- Source data
━━━━━━━━
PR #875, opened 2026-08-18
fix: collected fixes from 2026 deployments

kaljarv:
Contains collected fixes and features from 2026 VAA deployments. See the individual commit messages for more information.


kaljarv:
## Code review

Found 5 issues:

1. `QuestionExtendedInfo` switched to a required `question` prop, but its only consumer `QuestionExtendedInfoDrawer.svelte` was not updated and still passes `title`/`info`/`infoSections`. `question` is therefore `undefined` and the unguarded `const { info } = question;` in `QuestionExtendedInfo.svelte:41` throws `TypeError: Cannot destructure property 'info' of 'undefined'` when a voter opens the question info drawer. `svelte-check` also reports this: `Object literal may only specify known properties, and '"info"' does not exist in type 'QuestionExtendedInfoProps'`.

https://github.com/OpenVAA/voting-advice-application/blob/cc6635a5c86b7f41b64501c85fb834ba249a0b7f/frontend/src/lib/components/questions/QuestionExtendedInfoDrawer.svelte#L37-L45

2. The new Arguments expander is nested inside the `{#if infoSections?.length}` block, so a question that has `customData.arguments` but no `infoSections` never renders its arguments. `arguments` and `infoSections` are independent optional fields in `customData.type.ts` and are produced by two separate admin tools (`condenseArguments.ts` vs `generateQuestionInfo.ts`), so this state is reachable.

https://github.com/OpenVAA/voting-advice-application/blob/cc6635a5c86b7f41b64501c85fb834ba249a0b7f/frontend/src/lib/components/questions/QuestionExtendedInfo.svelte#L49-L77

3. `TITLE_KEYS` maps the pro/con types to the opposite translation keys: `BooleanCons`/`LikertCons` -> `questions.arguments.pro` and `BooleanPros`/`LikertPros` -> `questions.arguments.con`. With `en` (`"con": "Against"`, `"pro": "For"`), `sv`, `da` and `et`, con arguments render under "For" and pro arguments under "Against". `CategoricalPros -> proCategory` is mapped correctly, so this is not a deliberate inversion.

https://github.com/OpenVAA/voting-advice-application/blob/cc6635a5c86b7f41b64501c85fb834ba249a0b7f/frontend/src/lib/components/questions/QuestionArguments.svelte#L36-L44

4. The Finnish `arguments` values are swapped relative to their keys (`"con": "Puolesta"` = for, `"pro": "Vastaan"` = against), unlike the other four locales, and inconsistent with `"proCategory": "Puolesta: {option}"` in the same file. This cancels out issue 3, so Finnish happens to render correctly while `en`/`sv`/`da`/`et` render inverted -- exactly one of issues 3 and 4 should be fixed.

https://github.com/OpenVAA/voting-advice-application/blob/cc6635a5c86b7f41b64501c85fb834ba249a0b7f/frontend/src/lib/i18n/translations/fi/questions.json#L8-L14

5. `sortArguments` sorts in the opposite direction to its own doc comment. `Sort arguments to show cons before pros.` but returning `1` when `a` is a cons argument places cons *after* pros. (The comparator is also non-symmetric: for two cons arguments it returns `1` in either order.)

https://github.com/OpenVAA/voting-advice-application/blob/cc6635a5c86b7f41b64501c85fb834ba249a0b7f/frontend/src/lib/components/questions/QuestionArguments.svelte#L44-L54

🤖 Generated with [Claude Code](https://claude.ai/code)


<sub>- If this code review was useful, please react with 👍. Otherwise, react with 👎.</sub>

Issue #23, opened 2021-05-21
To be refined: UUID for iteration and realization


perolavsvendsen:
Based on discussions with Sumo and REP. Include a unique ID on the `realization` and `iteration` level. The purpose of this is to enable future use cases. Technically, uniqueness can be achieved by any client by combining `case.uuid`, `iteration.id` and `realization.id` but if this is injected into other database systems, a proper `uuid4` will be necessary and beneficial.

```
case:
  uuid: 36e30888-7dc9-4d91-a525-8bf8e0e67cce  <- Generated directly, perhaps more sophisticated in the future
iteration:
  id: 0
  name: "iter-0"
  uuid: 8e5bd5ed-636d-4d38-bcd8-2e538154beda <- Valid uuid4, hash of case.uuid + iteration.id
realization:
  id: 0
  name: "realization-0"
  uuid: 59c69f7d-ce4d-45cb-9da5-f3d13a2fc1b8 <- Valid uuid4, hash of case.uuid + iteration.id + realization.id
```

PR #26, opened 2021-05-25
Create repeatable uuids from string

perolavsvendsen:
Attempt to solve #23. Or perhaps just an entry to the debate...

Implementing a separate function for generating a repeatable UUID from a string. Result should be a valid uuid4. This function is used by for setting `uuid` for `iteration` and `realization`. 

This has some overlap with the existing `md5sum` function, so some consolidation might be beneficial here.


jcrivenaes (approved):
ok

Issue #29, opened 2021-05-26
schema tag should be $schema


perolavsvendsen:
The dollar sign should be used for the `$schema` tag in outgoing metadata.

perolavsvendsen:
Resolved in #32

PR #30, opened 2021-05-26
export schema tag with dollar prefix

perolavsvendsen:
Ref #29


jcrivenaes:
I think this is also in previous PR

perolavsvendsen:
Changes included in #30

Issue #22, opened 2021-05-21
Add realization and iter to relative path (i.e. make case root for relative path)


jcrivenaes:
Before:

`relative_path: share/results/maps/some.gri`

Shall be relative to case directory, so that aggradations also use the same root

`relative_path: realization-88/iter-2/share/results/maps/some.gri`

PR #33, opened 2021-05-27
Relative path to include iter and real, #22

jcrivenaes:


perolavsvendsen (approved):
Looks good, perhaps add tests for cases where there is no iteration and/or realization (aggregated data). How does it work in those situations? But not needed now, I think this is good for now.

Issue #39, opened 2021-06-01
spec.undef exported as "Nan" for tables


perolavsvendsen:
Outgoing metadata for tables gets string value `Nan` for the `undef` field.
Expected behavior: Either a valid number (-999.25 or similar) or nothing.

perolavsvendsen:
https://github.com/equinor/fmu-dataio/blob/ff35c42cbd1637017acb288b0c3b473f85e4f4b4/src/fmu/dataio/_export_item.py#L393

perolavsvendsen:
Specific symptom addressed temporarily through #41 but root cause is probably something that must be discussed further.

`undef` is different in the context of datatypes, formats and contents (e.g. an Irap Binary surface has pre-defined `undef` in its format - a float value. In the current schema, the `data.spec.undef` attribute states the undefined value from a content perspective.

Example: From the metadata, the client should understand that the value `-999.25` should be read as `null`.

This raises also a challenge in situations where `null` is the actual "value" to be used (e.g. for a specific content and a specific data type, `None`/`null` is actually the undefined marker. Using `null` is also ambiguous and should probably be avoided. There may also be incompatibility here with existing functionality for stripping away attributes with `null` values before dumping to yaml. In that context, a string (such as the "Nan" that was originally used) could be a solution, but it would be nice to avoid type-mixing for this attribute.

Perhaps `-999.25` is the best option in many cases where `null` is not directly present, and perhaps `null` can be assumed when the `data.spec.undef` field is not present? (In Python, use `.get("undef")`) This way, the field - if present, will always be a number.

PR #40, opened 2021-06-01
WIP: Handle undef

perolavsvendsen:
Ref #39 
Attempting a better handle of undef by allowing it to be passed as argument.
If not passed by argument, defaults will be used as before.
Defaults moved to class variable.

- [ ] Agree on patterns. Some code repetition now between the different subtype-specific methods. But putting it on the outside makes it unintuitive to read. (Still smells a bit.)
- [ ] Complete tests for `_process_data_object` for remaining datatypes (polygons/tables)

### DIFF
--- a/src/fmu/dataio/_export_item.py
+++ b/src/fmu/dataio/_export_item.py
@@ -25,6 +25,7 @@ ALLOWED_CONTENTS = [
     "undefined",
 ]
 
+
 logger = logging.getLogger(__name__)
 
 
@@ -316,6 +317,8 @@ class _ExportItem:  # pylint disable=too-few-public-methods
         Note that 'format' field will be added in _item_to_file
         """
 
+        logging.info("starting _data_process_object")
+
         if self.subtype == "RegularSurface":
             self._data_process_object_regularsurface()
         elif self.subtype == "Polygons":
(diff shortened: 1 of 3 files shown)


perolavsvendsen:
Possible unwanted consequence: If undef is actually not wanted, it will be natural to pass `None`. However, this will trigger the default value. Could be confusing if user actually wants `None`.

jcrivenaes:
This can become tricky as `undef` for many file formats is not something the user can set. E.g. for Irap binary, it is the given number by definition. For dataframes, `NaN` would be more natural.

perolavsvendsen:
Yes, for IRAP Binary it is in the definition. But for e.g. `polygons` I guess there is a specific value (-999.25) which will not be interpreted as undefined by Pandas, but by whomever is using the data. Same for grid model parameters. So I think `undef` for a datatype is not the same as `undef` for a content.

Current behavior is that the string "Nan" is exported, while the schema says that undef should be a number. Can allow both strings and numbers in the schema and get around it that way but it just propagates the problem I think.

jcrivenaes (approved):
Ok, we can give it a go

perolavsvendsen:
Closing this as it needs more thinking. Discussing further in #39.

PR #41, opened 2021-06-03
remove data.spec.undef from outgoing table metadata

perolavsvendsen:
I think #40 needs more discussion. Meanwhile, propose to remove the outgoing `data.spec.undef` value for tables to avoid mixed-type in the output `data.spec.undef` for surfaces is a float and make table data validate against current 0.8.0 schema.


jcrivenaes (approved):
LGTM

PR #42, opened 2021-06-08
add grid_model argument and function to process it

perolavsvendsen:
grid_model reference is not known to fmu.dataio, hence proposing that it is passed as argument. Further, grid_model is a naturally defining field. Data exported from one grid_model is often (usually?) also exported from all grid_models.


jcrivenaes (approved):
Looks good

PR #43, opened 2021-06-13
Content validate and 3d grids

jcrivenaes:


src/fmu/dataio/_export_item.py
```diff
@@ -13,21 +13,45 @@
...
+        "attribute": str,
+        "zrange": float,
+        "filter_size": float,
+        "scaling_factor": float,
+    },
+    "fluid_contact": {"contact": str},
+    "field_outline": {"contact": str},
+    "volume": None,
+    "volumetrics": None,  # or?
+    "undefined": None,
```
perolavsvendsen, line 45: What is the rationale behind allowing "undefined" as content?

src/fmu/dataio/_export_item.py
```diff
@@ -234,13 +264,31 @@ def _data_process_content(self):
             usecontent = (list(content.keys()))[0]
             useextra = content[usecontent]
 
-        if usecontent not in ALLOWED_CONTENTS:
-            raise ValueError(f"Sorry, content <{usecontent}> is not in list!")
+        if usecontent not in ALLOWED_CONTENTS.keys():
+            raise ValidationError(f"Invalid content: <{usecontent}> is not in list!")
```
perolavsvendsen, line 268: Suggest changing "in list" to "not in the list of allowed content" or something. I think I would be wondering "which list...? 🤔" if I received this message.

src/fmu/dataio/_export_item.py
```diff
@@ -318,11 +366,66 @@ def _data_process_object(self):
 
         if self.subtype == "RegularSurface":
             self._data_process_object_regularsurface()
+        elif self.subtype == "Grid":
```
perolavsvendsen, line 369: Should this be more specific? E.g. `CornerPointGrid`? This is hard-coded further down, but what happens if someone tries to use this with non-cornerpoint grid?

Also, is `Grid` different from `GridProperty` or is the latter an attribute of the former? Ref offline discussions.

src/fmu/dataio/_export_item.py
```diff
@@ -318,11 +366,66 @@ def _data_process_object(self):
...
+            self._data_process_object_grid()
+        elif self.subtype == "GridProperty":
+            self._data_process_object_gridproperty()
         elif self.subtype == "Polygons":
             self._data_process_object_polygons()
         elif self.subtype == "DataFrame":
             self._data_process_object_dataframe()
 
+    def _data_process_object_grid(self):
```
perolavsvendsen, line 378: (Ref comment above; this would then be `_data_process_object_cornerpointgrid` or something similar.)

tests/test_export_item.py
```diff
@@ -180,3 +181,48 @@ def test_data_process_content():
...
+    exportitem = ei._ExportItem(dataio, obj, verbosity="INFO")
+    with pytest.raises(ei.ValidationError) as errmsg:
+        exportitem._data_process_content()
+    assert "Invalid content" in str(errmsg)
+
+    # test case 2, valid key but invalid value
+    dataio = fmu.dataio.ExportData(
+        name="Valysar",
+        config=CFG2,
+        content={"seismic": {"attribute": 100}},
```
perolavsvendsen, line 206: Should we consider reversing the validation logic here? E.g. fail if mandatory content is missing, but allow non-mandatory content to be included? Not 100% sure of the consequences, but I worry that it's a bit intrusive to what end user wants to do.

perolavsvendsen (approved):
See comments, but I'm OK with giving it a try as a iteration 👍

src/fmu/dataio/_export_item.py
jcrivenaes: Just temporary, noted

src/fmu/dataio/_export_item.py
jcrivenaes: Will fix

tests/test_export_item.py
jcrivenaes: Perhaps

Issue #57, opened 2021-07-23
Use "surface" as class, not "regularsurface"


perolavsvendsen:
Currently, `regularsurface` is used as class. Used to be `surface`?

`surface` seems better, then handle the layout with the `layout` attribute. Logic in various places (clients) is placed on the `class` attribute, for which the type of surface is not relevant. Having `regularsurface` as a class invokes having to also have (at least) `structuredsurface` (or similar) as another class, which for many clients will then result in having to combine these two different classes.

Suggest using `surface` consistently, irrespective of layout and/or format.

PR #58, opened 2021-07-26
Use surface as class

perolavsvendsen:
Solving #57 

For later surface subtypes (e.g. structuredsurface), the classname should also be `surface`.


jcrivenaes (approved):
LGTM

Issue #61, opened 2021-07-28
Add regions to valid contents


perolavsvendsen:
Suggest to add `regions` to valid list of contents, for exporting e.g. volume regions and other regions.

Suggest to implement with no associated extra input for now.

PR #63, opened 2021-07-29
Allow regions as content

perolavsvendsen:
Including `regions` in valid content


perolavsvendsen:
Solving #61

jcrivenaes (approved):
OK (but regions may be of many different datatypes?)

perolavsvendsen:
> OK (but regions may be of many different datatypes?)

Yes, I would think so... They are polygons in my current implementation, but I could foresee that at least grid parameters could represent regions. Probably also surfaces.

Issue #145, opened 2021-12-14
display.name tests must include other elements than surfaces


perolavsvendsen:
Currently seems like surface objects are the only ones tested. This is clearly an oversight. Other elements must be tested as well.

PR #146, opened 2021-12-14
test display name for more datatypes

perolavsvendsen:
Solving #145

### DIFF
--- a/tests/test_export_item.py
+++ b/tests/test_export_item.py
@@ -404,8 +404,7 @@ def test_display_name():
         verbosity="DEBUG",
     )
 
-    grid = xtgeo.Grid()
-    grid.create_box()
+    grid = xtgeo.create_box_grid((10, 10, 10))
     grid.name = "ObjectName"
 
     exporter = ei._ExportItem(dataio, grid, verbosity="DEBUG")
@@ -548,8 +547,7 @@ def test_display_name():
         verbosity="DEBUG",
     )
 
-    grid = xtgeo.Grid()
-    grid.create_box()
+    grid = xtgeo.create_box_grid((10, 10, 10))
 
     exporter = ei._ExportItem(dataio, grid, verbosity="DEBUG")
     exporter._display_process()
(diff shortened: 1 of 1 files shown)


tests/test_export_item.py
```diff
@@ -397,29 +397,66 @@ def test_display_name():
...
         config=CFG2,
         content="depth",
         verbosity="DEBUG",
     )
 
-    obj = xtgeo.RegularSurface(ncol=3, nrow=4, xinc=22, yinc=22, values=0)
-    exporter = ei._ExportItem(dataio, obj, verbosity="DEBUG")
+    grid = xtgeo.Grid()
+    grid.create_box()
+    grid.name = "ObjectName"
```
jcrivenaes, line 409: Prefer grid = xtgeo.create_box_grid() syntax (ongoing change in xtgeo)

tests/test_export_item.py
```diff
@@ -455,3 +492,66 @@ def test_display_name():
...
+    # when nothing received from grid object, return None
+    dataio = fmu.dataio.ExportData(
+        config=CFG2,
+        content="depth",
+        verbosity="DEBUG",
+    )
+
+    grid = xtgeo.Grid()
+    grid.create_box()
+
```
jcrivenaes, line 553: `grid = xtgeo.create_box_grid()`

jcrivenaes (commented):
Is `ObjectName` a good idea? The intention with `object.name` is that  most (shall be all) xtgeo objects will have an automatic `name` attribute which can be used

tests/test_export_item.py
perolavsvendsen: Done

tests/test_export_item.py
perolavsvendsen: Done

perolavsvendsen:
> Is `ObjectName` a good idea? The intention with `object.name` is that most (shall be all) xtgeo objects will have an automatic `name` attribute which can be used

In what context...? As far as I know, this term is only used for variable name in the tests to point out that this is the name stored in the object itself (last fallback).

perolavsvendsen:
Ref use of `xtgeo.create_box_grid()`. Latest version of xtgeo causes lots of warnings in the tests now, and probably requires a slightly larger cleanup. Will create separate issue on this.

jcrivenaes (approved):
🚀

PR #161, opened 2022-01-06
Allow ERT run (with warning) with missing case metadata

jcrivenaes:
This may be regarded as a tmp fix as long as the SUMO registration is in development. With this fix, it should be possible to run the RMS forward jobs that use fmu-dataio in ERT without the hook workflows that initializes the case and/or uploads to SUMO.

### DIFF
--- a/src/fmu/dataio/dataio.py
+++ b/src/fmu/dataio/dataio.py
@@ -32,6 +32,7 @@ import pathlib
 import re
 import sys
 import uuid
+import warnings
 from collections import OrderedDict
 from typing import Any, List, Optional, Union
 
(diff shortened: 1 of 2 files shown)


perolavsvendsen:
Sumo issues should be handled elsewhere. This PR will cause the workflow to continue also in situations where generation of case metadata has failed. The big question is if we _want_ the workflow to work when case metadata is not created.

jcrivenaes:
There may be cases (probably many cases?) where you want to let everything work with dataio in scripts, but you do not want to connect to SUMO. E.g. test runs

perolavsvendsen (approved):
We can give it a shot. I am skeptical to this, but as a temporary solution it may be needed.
━━━━━━━━
If a line in the records above contains the word "Looks", copy it.

- Result of this exercise
Looks good, perhaps add tests for cases where there is no iteration and/or realization (aggregated data). How does it work in those situations? But not needed now, I think this is good for now.
Looks good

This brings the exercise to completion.